Они спускаются, хрустя ломкими сухими ветками, подминая перепутанную густую поросль, всю засыпанную снегом; такие гимнастические упражнения сдобрены, как и следует ожидать, крепкими словечками, которые придают некоторое подобие жизни этому растительному кладбищу. Внезапно разбуженная большая птица, уже угнездившаяся на ночь, взлетает поспешно, но совершенно бесшумно; прямо непонятно, как может она лететь так быстро, ни на что не натыкаясь в этом чудовищном хаосе; вот она показалась еще раз, следуя вдоль потока к новому гнездовью.
Ледяным холодом веет из каменной глубины расщелины, по которой, бурля, несется черная, глянцевитая вода. Она дымится, как кипяток, и жадно проглатывает хлопья снега. Наконец-то трое гугенотов добираются до переправы; от радости, что на спуске не сбились с пути, они позволяют себе остановиться; сбрасывают свою ношу и справляют нужду прямо в чистейший снег, который все громче ухает у них под ногами.
Еще можно различить кое-как сложенные древесные стволы, вернее, синеватый непорочный покров, которым и их и все, кроме воды, укрыл окрест снег; эти стволы с двух сторон лежат на поддерживающих их огромных камнях, похожих на двух чудовищ, ставших на колени в глубине склепа и держащих на спинах громадный катафалк. Сегодня вечером все выглядит зловеще и угрожающе.
Именно с этой минуты все усложняется. А ведь можно было бы избежать неприятностей, идя по обычной дороге, на которой есть каменный мост через поток… но не будем забегать вперед.
В Маё карты сданы, казалось бы, раз и навсегда; да и сама игра не допускает большого числа комбинаций, и неожиданностей в ней также не предвидится. С надеждой надо распроститься: невозможно представить себе, какой неслыханный козырь должен свалиться с неба, чтобы устранить заранее предопределенный проигрыш, а игра тем не менее продолжается. Ни больших радостей, ни катастрофических несчастий: всего лишь полный короб неприятностей, но пока каштаны съедобны, еще можно как-то жить. Да, в общем, никто ни о чем и не беспокоится: перспектив никаких, да их и не ищут, а с какой-то, отнюдь не лучшей, точки зрения, все идет нормально, своим чередом. Если не мудрствовать лукаво и верить, что дважды два все еще четыре, то в конце-то концов не так уж и плохо обстоят дела. Можно испытывать голод и нужду – а уж они-то ее испытывали и еще как, – но тот, кто голодал, знает, что аппетит зависит не от качества пищи, скорее уж наоборот. Скажем прямо – Жозеф Рейлан уже испытал такой ненасытный голод, что не брезговал и мясом вороны.

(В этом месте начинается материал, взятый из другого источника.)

PR #266, opened 2021-06-24
Allow objFun pickling if possible 

### LINKED ISSUE #264: Why skip objFun when serializing Optimization?
I have a `Optimization` with a very cheap `objFun` and am using `concurent.futures` to solve multi-starts in parallel. I've noticed that the `Optimization` arrives on the executor side without its `objFun`.

This is due to the following:
https://github.com/mdolab/pyoptsparse/blob/master/pyoptsparse/pyOpt_optimization.py#L1785

Is there a particular reason the `objFun` is skipped in the serialization of `Optimization`? Perhaps not every function is picklable, but some are.

Proposal: Test if `objFun` can be pickled; put it into the state dict if it can.

sseraj:
## Purpose
Closes #264 by allowing objFun to be pickled if possible. We use a blanket Exception to avoid issues with the tests and MACH.

## Type of change
What types of change is it?

- [ ] Documentation update
- [ ] Maintenance update
- [ ] Other (please describe)

## Testing

## Checklist

### DIFF
--- a/pyoptsparse/pyOpt_optimization.py
+++ b/pyoptsparse/pyOpt_optimization.py
@@ -2,9 +2,9 @@
 from collections import OrderedDict
 import copy
 import os
+import pickle
 from typing import Callable, Dict, Iterable, List, Optional, Tuple, Union
 import warnings
-import pickle
 
 # External modules
 import numpy as np
--- a/pyoptsparse/pyOpt_optimization.py
+++ b/pyoptsparse/pyOpt_optimization.py
@@ -1786,7 +1786,10 @@ class Optimization(object):
         keysToRemove = ["comm"]
         try:
             pickle.dumps(self.objFun)
-        except pickle.PicklingError:
+        except Exception:
+            # Use a blanket exception because pickle errors are unreliable
+            # Tests raise RecursionError
+            # mpi4py raises TypeError
             keysToRemove.append("objFun")
         for key in keysToRemove:
             if key in d.keys():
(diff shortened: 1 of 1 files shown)


nwu63 (approved):

marcomangano (approved):

pyoptsparse/pyOpt_optimization.py
```diff
@@ -1782,7 +1783,15 @@ def __getstate__(self) -> dict:
         The un-serializable fields are deleted first.
         """
         d = copy.copy(self.__dict__)
-        for key in ["comm", "objFun"]:
+        keysToRemove = ["comm"]
+        try:
+            pickle.dumps(self.objFun)
```
whophil, line 1788: Seems like this will result in `objFun` being pickled twice (if it is serializable).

До войны сорокового года в этих бедных хижинах кусочек хлеба, натертый чесноком и смазанный ореховым маслом домашнего изготовления, считался уже лакомством, вот почему в период всеобщих лишений, когда в стране были опустошены все закрома и обшарены погреба, для этого нищенского района ничто не изменилось. Извечная каштановая кашица выйдет победительницей из всеобщего голода, так что в этот момент ее постоянные потребители даже сочтут себя по отношению к другим в привилегированном положении; но в то время, когда три четверти населения Франции обжираются, трудно представить себе большую обездоленность.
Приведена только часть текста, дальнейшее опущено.